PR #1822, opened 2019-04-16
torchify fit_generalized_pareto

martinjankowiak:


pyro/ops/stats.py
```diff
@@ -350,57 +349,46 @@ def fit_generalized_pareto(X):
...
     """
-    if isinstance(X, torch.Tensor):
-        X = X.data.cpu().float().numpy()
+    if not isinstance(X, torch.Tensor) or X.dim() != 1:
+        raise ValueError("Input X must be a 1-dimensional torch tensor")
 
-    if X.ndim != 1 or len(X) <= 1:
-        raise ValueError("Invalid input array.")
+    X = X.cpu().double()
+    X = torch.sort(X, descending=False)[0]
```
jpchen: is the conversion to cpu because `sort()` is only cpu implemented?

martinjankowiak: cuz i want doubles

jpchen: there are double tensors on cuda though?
────────
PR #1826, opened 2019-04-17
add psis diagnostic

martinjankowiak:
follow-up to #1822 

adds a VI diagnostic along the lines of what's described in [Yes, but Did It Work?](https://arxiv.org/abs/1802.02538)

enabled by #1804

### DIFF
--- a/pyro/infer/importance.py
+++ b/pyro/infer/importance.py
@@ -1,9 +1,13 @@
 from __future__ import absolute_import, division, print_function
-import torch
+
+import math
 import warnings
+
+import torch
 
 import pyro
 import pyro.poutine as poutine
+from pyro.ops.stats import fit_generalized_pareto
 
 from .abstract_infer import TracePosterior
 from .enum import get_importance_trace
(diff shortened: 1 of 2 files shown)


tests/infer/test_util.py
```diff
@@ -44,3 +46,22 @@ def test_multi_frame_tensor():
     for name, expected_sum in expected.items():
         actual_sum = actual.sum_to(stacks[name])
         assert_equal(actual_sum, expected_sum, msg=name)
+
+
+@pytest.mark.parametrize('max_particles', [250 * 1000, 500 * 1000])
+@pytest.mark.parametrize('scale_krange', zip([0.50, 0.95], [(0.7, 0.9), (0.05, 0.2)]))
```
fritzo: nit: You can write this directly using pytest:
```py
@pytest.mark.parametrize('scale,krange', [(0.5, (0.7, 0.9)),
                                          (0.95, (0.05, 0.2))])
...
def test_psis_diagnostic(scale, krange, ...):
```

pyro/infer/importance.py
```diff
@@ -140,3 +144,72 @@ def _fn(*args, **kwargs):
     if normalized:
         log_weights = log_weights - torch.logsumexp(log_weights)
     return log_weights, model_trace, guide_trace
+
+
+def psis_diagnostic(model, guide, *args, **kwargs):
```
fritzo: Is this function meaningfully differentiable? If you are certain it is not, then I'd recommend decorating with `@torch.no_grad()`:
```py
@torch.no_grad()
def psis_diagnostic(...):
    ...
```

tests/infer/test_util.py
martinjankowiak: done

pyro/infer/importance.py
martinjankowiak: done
────────
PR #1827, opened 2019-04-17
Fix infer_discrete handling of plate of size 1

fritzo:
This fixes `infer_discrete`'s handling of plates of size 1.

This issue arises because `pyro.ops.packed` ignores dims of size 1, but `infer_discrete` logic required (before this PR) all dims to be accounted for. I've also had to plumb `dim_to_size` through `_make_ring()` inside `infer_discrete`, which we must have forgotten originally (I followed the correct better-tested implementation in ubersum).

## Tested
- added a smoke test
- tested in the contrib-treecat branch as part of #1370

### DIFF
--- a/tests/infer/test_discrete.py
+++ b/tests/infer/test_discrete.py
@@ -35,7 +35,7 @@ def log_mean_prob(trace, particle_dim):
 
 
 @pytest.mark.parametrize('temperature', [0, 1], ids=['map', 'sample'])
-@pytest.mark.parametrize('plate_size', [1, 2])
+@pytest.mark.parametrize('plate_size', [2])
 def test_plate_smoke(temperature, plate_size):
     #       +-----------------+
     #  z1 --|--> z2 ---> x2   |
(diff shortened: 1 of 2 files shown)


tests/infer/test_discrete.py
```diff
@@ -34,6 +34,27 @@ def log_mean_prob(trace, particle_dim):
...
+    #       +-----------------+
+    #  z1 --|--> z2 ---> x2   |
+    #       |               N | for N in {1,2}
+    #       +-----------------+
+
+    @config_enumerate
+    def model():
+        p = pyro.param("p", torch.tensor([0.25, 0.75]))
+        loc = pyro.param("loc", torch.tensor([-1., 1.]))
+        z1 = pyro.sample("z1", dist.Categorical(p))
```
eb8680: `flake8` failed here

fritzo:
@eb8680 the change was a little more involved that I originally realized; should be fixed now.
────────
## TASK DETAILS
Go through the listing above and return every line where the word "tests" occurs.

## WRITTEN SOLUTION
tests/infer/test_util.py
tests/infer/test_util.py
--- a/tests/infer/test_discrete.py
+++ b/tests/infer/test_discrete.py
tests/infer/test_discrete.py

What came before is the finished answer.